Crónicas. Es más fácil relatar lo que te sucede, sobre todo si es reciente, que inventar una situación.
Trato de detenerme a menudo y de disfrutar de mi alrededor. Aunque a veces no es posible, claro.

Agregado, winpick

Ojalá, todavia, ojalá...

Francisco: Pues si, amigo. Las respuestas son muchas veces más sencillas de lo que las hacemos. Y saber apreciar lo que uno tiene y no estar pensando en lo que le falta puede parecer conformista, pero es necesario para vivir en calma.

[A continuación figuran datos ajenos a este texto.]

PR #244, opened 2021-01-10
make better use of SFX on SelectMusicCasual

quietly-turning:
# About

ScreenSelectMusicCasual wasn't using very many sound effects previously.  

For example, no sound effects would be played when interacting with the custom PlayerOptions menu (arrow spacing, difficulty, and confirming song choice).

Since Casual Mode is intended for genuine novices—casual players at a public arcade or anime convention who don't know anything about StepMania or DDR and just want to play a game with a friend with as little UI friction as possible—I think it should focus on streamlining players into gameplay.   

Part of this means cueing novices that *something has happened* when they press cabinet buttons, and one established convention for conveying that is using sound effects. 🙂 
 
 ## Changes
 
This commit makes use of three existing sound effects files as ActorSounds:

 * **ScreenSelectMaster change.ogg** - for scrolling between groups
 * **Common start.ogg** - for confirming song choice
 * **MusicWheel change.ogg** - for scrolling between songs and changing modifiers

## Technical Notes

The ActorSounds each have `IsAction` set to true, allowing machine operators to mute them at their discretion using the `MuteActions` StepMania preference (can be toggled via <kbd>F3</kbd> + <kbd>A</kbd>).

### DIFF
--- a/BGAnimations/ScreenSelectMusicCasual overlay/Input.lua
+++ b/BGAnimations/ScreenSelectMusicCasual overlay/Input.lua
@@ -59,6 +59,7 @@ local CloseCurrentFolder = function()
 	t.WheelWithFocus.container:queuecommand("Hide")
 	t.WheelWithFocus = GroupWheel
 	t.WheelWithFocus.container:queuecommand("Unhide")
+	MESSAGEMAN:Broadcast("PlaySFX", {Action="ChangeGroup"})
 end
 
 local UnhideOptionRows = function(pn)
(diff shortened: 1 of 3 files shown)


natano:
Makes sense to me!

One nitpick though: I think it would make sense to also add a sound for closing a folder, maybe the same sound you play when selecting a folder, or the one played when switching between folders.

quietly-turning:
> I think it would make sense to also add a sound for closing a folder

I agree!  Thanks for catching this and pointing it out.

I've updated the commit to use the existing **ScreenSelectMaster change.ogg** for closing a folder.  It has a "whoosh" sound, like something moving through air, and fits the current *Close Folder* animation for SelectMusicCasual well enough.

PR #246, opened 2021-01-16
bug fix: _wendy small's import

quietly-turning:
# Background

f539e765ed66e5006a7ce245bbc25feb59c2ab8b added support for the `[alt]` glyph block to _wendy small.  

It accidentally moved the `import` line to be under the `[alt]` section, causing the import to not occur.  The SM5 engine currently expects `import` to be under `[main]` (see [Font.cpp](https://github.com/stepmania/stepmania/blob/aab36dae8d1236b90383838b776a95c3218e7f3e/src/Font.cpp#L807)).  

# Bug

This resulted the engine falling back on the smaller version of the *_game chars* font, imported in `./Fonts/16px fonts/_16px fonts.ini`:

Screen Shot 2021-01-16 at 3 00 00 AM

Screen Shot 2021-01-16 at 3 00 11 AM

# Fix

This commit moves the import line back under the `[main]` section again, allowing the SM5 engine to correctly handle the import.

### DIFF
--- a/Fonts/Wendy/_wendy small.ini
+++ b/Fonts/Wendy/_wendy small.ini
@@ -64,6 +64,9 @@ AddToAllWidths=-16
 89=38
 90=28
 
+import=Wendy/_game chars 36px
+
+
 [alt]
 Line 0= Ą˘Ł¤ĽŚ§¨Š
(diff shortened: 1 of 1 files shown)


natano:
Oh, I didn't catch that. Thanks for the fix!

PR #247, opened 2021-01-16
add NoRolls mod to Uncommon Modifiers as "Rolls to Holds"

quietly-turning:
Someone asked where the modifier to change rolls into holds was in SL:
https://www.reddit.com/r/Stepmania/comments/kriov0/simply_love_settings/

It turns out Simply Love didn't have it.  It's the `NoRolls` modifier (see [NoteDataUtil.cpp](https://github.com/stepmania/stepmania/blob/aab36dae8d1236b90383838b776a95c3218e7f3e/src/NoteDataUtil.cpp#L2754)).  

This commit adds it via metrics to appear in the `Notes → Holds` row.  The English text for this row still comfortably fits in its horizontal bounds in 4:3 aspect ratio.

Screen Shot 2021-01-16 at 3 26 51 AM

### DIFF
--- a/Languages/en.ini
+++ b/Languages/en.ini
@@ -505,6 +505,8 @@ Five Key Menu=Off
 # in ITG, this was localized as "Hide Background" so we retain that here
 Cover=Hide BG
 
+# NoRolls is a modifier defined in the SM5 engine that transforms Rolls into Holds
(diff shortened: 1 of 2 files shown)


natano:
Looks good, thanks!

PR #248, opened 2021-01-18
bug fix: BitmapText positioning in ScreenPlayerOptions

quietly-turning:
# Bug

The BitmapText actors for SpeedModHelper were not cleanly centered above the OptionRow choices immediately below. It looked fine in 16:9 and acceptable in 4:3, but was visibly awry in 21:9.

Additionally, the "Disqualified" BitmapText actors overlapped with the SpeedModHelpers in 4:3.

21-9-broken
SpeedModHelper text off-center in 21:9.

4-3_broken
Text overlap in 4:3.

# Fix 
This addresses both those issues by calculating positions using `WideScale()`.

Tested in 4:3, 16:10, 16:9, and 21:9.

---

**EDIT:** Removed screenshots from the old code since they no longer reflect how the new code looks.

### DIFF
--- a/BGAnimations/ScreenPlayerOptions overlay/default.lua
+++ b/BGAnimations/ScreenPlayerOptions overlay/default.lua
@@ -263,7 +263,7 @@ for player in ivalues(GAMESTATE:GetHumanPlayers()) do
 		InitCommand=function(self)
 			self:diffuse(PlayerColor(player)):diffusealpha(0)
 			self:zoom(0.5):y(48)
-			self:x(player==PLAYER_1 and -100 or 150)
+			self:x(player==PLAYER_1 and WideScale(-77, -100) or WideScale(140,154))
 			self:shadowlength(0.55)
 		end,
 		OnCommand=function(self) self:linear(0.4):diffusealpha(1) end,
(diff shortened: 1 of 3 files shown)


quietly-turning:
Don't merge this just yet.  I have a cleaner fix in mind that I'll attempt later and will force push here if it works out.

quietly-turning:
The new commits are slightly cleaner (using `horizalign` on the Disqualified text), but not what I'd hoped for.

> I have a cleaner fix in mind

I had hoped I could devise a system that allowed `./Graphics/OptionRow frame.lua` and `metrics.ini` to share size/position values, but:

1. ScreenPlayerOptions's layout wasn't designed with `_screen.cx` symmetry in mind making clean values tricky to find
2. a system allowing metrics and Lua to share data (sizing/positioning values) is tricky to implement

You could store arbitrary size/position data in the SL table, tables keyed by screen name and then values keyed by actor name, but that'd be a large undertaking, and I'm not convinced it'd be worthwhile.

For now, the commits in this pull request do address the problem described in the original post.

---

Updated screenshots:

## 4:3



## 16:10



## 16:9



## 21:9

natano:
LGTM, thanks!

Issue #249, opened 2021-01-20
Feature Idea: Track the last selected song in Edit Mode


cchike:
Track the last selected song in Edit Mode so when the player opens Edit Mode again, the song select menu will open with that song selected by default. (This would save the player time if they would otherwise have to repeatedly search for the same song)

quietly-turning:
To my surprise, this request is actually possible without modifying the StepMania engine.

If SL's ThemePrefs stored a string (path to a song directory) under a key like `EditModeLastSeenSong`, then you could add a simple snippet to SL's `./BGAnimations/ScreenEditMenu underlay.lua` like:

```lua
t[#t+1] = Def.Actor{
	InitCommand=function()
		local str = ThemePrefs.Get("EditModeLastSeenSong")
		
		if str ~= "" then
			local song = SONGMAN:FindSong( str )
			if song then
				-- If a song was saved in ThemePrefs, set GAMESTATE's CurrentSong now
				-- during Init.  In the engine's code, EditMenu::RefreshAll() is called
				-- once at the end of EditMode::Load(), and uses GAMESTATE's current song.
				GAMESTATE:SetCurrentSong( song )
			end
		end
	end,
	OffCommand=function()
		local song = GAMESTATE:GetCurrentSong()

		if song then
			local path = song:GetSongDir()
			ThemePrefs.Set("EditModeLastSeenSong", path)
			ThemePrefs.Save()
		end
	end
}
```

The hold-up right now is that SL's ThemePrefs system validates everything read from disk and currently only allows values that are literally specified in `./Scripts/99 SL-ThemePrefs.lua`.  This kind of validation doesn't really work here, when the range of acceptable values is a unique string for *every installed song*.

Off the top of my head, a possible solution would be to extend `SL_CustomPrefs.Validate()` to handle custom validation functions for ThemePrefs that need to specify one.  With that in place, the definition for `EditModeLastSeenSong` might look like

No tengo tu mail, Jorge...

Jorge Santos dijo...

jsantos@do.cirsa.com
pero te mande un mail a la dirección que me diste en el blog, quizá lo tengas en no deseado o algo así, o quizá por capricho de la informática no llegó.
Un saludo.

José L Ferreiro dijo...

Muy grande Albert. Nunca pierdas la empatía que demuestras continuamente. Una imagen que tengo grabada desde la infancia es ver a una persona pidiendo en la calle, pasar a su lado cogido de la mano de mi madre y no entender por qué no se paraba y le daba unas monedas. Ahora yo paso todos los días delante de muchas personas (no necesariamente pobres)que piden (dinero o ayuda en alguna cosa) y no me paro ni siquiera a mirarles la cara. Supongo que pienso que bastante tengo yo con mis problemas para solucionar los de los demás. Por lo menos a veces me queda una quemazón por dentro que me dice: "hijo de puta, ¿qué, no haces nada?. Es la penitencia que pago, pero es muy triste. Vamos corriendo todo el tiempo para ganar más, gustar más, comprar más... sin pararnos a pensar hacia donde corremos. Es la dirección correcta o nos estamos alejando de la meta. Es más, ¿tenemos una meta clara y es ésta coherente?. El instinto de supervivencia y la cantidad de cabrones con los que te encuentras por la vida te hacen perder la inocencia y ser más resistente, pero a qué precio. Gracias por hacerme recordar que tengo que cultivar la pequeña parte de mi alma de niño que me quede. Probablemente sea la más relevante de mi ser y la que más valga la pena.

miauson dijo...

buen post Albert !!!!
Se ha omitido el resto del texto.